Les associations d’aide à domicile, comme toutes les associations employeuses qui opèrent dans le champ social et médico-social, ont un modèle de gouvernance spécifique. Celui-ci est lié à la séparation des rôles entre les adhérents-bénévoles, qui portent le projet de la structure, et les salariés, qui assurent au quotidien les services rendus aux bénéficiaires de l’activité de l’association.

Conseil d’administration, président et directeur

Cette division des rôles se décline de manière diverse selon la taille des associations. Les bénévoles n’assurent la gestion administrative que dans les plus petites structures. En règle générale, un salarié va se voir déléguer la gestion des feuilles de paie, du planning, etc., bref de tout ce que requiert le pilotage de l’association. Et dès que la structure dépasse une certaine taille, elle emploie un directeur salarié à qui le président et son conseil d’administration (CA) peuvent déléguer de nombreuses tâches.

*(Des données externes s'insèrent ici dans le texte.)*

PR #561, opened 2020-09-16
ENG-906: Fix installation of git on CentOS

Sudokamikaze:
Hrvoje reported that CentOS 8 doesn't have `git` installed:
With `|| : ` it only installs java package

Here's the sample:
```
++ sudo yum -y install java-1.8.0-openjdk git aws-cli

Last metadata expiration check: 0:00:03 ago on Wed 16 Sep 2020 04:44:46 PM UTC.
No match for argument: aws-cli
Error: Unable to find a match: aws-cli
++ :
<<>>
Dependencies resolved.
==========================================================================================
 Package                       Arch    Version                            Repo        Size
==========================================================================================
Installing:
 java-1.8.0-openjdk            x86_64  1:1.8.0.262.b10-0.el8_2            AppStream  323 k
Installing dependencies:
```

### DIFF
--- a/IaC/ps80.cd/init.groovy.d/cloud.groovy
+++ b/IaC/ps80.cd/init.groovy.d/cloud.groovy
@@ -187,7 +187,8 @@ initMap['micro-amazon'] = '''
         sleep 1
         echo try again
     done
-    sudo yum -y install java-1.8.0-openjdk git aws-cli || :
+    sudo yum -y install java-1.8.0-openjdk aws-cli || :
+    sudo yum -y install git || :
     sudo yum -y remove java-1.7.0-openjdk || :
     sudo install -o $(id -u -n) -g $(id -g -n) -d /mnt/jenkins
 '''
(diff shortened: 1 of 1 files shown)


EvgeniyPatlan (changes requested):
You should investigate why it is not possible to install aws-cli and fix

Sudokamikaze:
> You should investigate why it is not possible to install aws-cli and fix

It doesn't appear to be available in public repositories. It can be installed by official way: https://docs.aws.amazon.com/cli/latest/userguide/install-cliv2.html

If it's OK, I'll implement it

IaC/ps80.cd/init.groovy.d/cloud.groovy
```diff
@@ -187,7 +187,7 @@ initMap['micro-amazon'] = '''
         sleep 1
         echo try again
     done
-    sudo yum -y install java-1.8.0-openjdk git aws-cli || :
```
hors, line 190: It should work for micro-amazon because it is Amazon Linux 2.

hors (changes requested):

hors (approved):

EvgeniyPatlan (approved):

Sudokamikaze:
Jenkins ignores `|| true` so I had to move `git` out of one `yum install` in d9e93de 
/cc @EvgeniyPatlan @hors

PR #586, opened 2020-09-28
PMM-5804 Updating UI tests job, client instance setup

puneet0191:


Sudokamikaze (approved):
Syntax looks good for me

puneet0191:
I have tested it with temp job, will merge it when other changes are also ready thanks for review!

pmm/pmm2-ui-tests.groovy
```diff
@@ -132,51 +159,63 @@ pipeline {
...
-                sh """
-                curl --data '{"enable_stt": true, "enable_telemetry": true}' -u admin:admin -X POST ${PMM_UI_URL}/v1/Settings/Change
-                curl -u admin:admin -X POST ${PMM_UI_URL}/v1/management/SecurityChecks/Start
-                """
-                sleep 300
-                sh """
-                curl --data '{"disable_stt": true, "enable_telemetry": true}' -u admin:admin -X POST ${PMM_UI_URL}/v1/Settings/Change
-                """
+        stage('Setup') {
+            parallel {
```
Sudokamikaze, line 183: Is it really needed to run this block in parallel? For example, just in case if sanity check fails, the pipeline will run till it finishes the whole stage. 

Other parts is good to me

pmm/pmm2-ui-tests.groovy
```diff
@@ -132,51 +159,63 @@ pipeline {
...
                 expression { env.GIT_COMMIT_HASH.length()>0 }
             }
             steps {
                 sh 'git checkout ' + env.GIT_COMMIT_HASH
             }
         }
-        stage('Start staging') {
-            steps {
-                runStaging(DOCKER_VERSION, CLIENT_VERSION, '--addclient=ps,1 --addclient=mo,2 --with-replica --addclient=pgsql,1 --addclient=pxc,1 --with-proxysql --pmm2 --setup-alertmanager --add-annotation', CLIENT_INSTANCE, SERVER_IP)
+        stage('Start PMM Server') {
```
Sudokamikaze, line 169: Better to be `Start PMM Server Instance` as on line 177, there's: `Start PMM Client Instance`

puneet0191: sure will make that correction thanks.

pmm/pmm2-ui-tests.groovy
puneet0191: yes, but it will still be very rare as compared to the number of jobs which will save 2-3 mins from this in parallel, but if you think it is not needed, I can move sanity Check out of this parallel block

puneet0191 (commented):
just replied

pmm/pmm2-ui-tests.groovy
Sudokamikaze: Got it, LGTM

Sudokamikaze (approved):

PR #596, opened 2020-10-02
DISTMYSQL-58: Fix creation of repo on RHEL for PDPS/PDPXC

Sudokamikaze:


ps-pxc-dist/rpm_release.sh
```diff
@@ -60,7 +60,11 @@ for REPOPATH in $REPOPATH_TMP; do
         #
     done
     #
-    createrepo --update /srv/${REPOPATH}/${REPOCOMP}/${rhel}/SRPMS
-    createrepo --update /srv/${REPOPATH}/${REPOCOMP}/${rhel}/RPMS/${arch}/
+    for rhel in ${RHVERS}; do
+        for arch in $(ls -1 redhat/${rhel}); do
+            createrepo --update /srv/${REPOPATH}/${REPOCOMP}/${rhel}/SRPMS
+            createrepo --update /srv/${REPOPATH}/${REPOCOMP}/${rhel}/RPMS/${arch}/
```
EvgeniyPatlan, line 66: can be moved to line 58. so we would not need one more for loop

EvgeniyPatlan (changes requested):

EvgeniyPatlan (approved):

PR #634, opened 2020-11-09
ENG-935: Set JAVA_HOME before starting Jenkins service

Sudokamikaze:
Alternatives set a JAVA_HOME on its run, but to be extra sure, it's better to put actual, not symlinked one to the real path of JAVA_HOME into `/etc/profile.d` & `/etc/sysconfig/jenkins`

### DIFF
--- a/IaC/pg.cd/JenkinsStack.yml
+++ b/IaC/pg.cd/JenkinsStack.yml
@@ -613,6 +613,11 @@ Resources:
                   echo JENKINS_HOME=/mnt/$JENKINS_HOST \
                       | tee -a /etc/sysconfig/jenkins
                   sed -i 's^JENKINS_ARGS=""^JENKINS_ARGS="--sessionTimeout=10080 --sessionEviction=86400"^' /etc/sysconfig/jenkins
+                  JAVA_HOME=$(alternatives --display java | grep current | sed 's/link currently points to //' | sed 's|/bin/java||' | xargs)
+                  echo "$JAVA_HOME" > /etc/profile.d/java.sh
+                  echo JENKINS_JAVA_CMD=$JAVA_HOME/bin/java \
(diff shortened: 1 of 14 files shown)


IaC/pg.cd/JenkinsStack.yml
```diff
@@ -613,6 +613,11 @@ Resources:
                   echo JENKINS_HOME=/mnt/$JENKINS_HOST \
                       | tee -a /etc/sysconfig/jenkins
                   sed -i 's^JENKINS_ARGS=""^JENKINS_ARGS="--sessionTimeout=10080 --sessionEviction=86400"^' /etc/sysconfig/jenkins
+                  JAVA_HOME=$(alternatives --display java | grep current | sed 's/link currently points to //' | sed 's|/bin/java||' | xargs)
+                  echo "$JAVA_HOME" > /etc/profile.d/java.sh
+                  echo JENKINS_JAVA_CMD=$JAVA_HOME/bin/java \
+                      | tee -a /etc/sysconfig/jenkins
```
delgod, line 619: can we add JAVA_HOME also into `/etc/sysconfig/jenkins` ?

delgod (changes requested):

IaC/pg.cd/JenkinsStack.yml
Sudokamikaze: Nope, we can't
But the JENKINS_JAVA_CMD we can

hors (commented):
@Sudokamikaze Did you find the root of the issue ? Can you reproduce it? We need to know what we are trying to fix. I am 100% sure that it is some regression after the update. I saw it the first time when  you updated the jenkins farm(maybe firstly). It is critical to find root of the issue  and have STR before you try to fix it otherwise it is shot to the sky.

PR #636, opened 2020-11-09
PXC-3473 : Build Galera in debug mode

rameshvs02:


pxc/local/build-binary-galera3
```diff
@@ -55,6 +55,10 @@ fi
 # ------------------------------------------------------------------------------
 
 pushd ${SOURCEDIR}
-    scons
+    if [[ "${CMAKE_BUILD_TYPE}" = "Debug" ]]; then
+       scons debug=0
+    else
+       scons
```
dutow, line 61: Shouldn't we also specify psi=1 for both cases?

venkatesh-prasad-v: psi = 1 should be used only for libgalera_smm.so and not for garbd. garbd crashes if we built with psi=1.(https://jira.percona.com/browse/PXC-3428).

I think we should build libgalera_smm.so and garbd separetely with different arguments.

rameshvs02: Galera3 build script is only used for PXC-5.6 MTR job and psi=1 is not specified in PXC-5.6 build script. Please let me know if we need to add psi=1 for PXC-5.6 MTR job. 
https://github.com/percona/percona-xtradb-cluster/blob/5.6/build-ps/build-binary.sh#L338

pxc/local/build-binary-galera3
```diff
@@ -55,6 +55,10 @@ fi
 # ------------------------------------------------------------------------------
 
 pushd ${SOURCEDIR}
-    scons
+    if [[ "${CMAKE_BUILD_TYPE}" = "Debug" ]]; then
+       scons debug=0 --config=force
```
venkatesh-prasad-v, line 59: `--config=force` may not work properly if we are building unittests. Please check this once locally.
```
/usr/bin/ld: /home/venki/work/pxc/3353/percona-xtradb-cluster-galera/galerautils/tests/gu_utils_test.c:64: undefined reference to `_mark_point'
/usr/bin/ld: /home/venki/work/pxc/3353/percona-xtradb-cluster-galera/galerautils/tests/gu_utils_test.c:65: undefined reference to `_ck_assert_failed'
/usr/bin/ld: /home/venki/work/pxc/3353/percona-xtradb-cluster-galera/galerautils/tests/gu_utils_test.c:65: undefined reference to `_mark_point'
/usr/bin/ld: /home/venki/work/pxc/3353/percona-xtradb-cluster-galera/galerautils/tests/gu_utils_test.c:68: undefined reference to `_ck_assert_failed'
/usr/bin/ld: /home/venki/work/pxc/3353/percona-xtradb-cluster-galera/galerautils/tests/gu_utils_test.c:68: undefined reference to `_mark_point'
/usr/bin/ld: /home/venki/work/pxc/3353/percona-xtradb-cluster-galera/galerautils/tests/gu_utils_test.c:69: undefined reference to `_ck_assert_failed'
```

I guess it is probably better to just do
```
pushd ${SOURCEDIR}
    if [[ "${CMAKE_BUILD_TYPE}" = "Debug" ]]; then
       scons debug=0 --config=force libgalera_smm.so garb/garbd
    else
       scons --config=force libgalera_smm.so garb/garbd
    fi
popd
```

venkatesh-prasad-v (approved):

Sudokamikaze (approved):

PR #659, opened 2020-11-24
Switch back to m42xlarge for PSMDB.cd

Sudokamikaze:
The price became higher than 0.21, and both ps80 and psmdb.cd working fine with m42xlarge once again.


Sudokamikaze:
Moving to open from draft as there's no alerts from Psmdb.cd

delgod (approved):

La gouvernance de la structure se partage alors entre le CA et son président d’une part et le directeur d’autre part. S’il revient aux premiers de recruter le second, et de conserver la haute main sur la stratégie de l’association, le directeur n’est pas un simple exécutant. Il a aussi un devoir d’initiative et doit veiller au bon fonctionnement de l’association, notamment à son équilibre économique.

En pratique, l’équilibre trouvé dépend beaucoup des personnalités des uns et des autres et de leur niveau d’implication. Face à des directeurs désormais tenus d’avoir une formation de bon niveau, les bénévoles, même s’ils disposent de la légitimité politique, n’ont pas toujours une parfaite connaissance de dossiers qui peuvent se révéler très techniques. D’autant que les associations d’aide à domicile ont pour la plupart une base d’adhérents réduite, se limitant souvent au seul conseil d’administration, qui peut compter de 5 à 15 membres.

Le pouvoir de l’expertise

Ceux-ci sont cooptés sur une base territoriale ou liée au champ d’activité couvert, afin que toutes les communes où l’association intervient soient représentées et que le CA compte en son sein un ou plusieurs bénévoles qui s’intéressent aux différents types d’intervention de l’association. Ce qui ne dispense pas de suivre les formations proposées par les fédérations. "Je me suis souvent interrogée sur ma légitimité à assumer mes responsabilités de présidente", confie Christiane Martel, présidente d’UNA Saint-Omer et Pas-de-Calais, et ancienne présidente nationale du mouvement, qui avoue avoir été rassurée par la reconnaissance officielle apportée par l’autorisation délivrée par le conseil départemental.

Dans de nombreux services, le directeur, bien qu’invité au CA sans voix délibérative, dispose d’une expertise qui tend à réduire le rôle des administrateurs à celui d’une simple chambre d’enregistrement d’une stratégie définie en dehors d’eux. "C’est pourquoi nous avons choisi de fonctionner en réseau avec des associations dédiées à chaque type de publics - personnes âgées dépendantes, en situation de handicap, aide aux familles... -, ce qui permet une spécialisation des administrateurs. Ils peuvent ainsi s’approprier les sujets les plus techniques et éviter toute prise de pouvoir par la technostructure", explique Pierre Kammerer, directeur général du réseau APA du Haut-Rhin.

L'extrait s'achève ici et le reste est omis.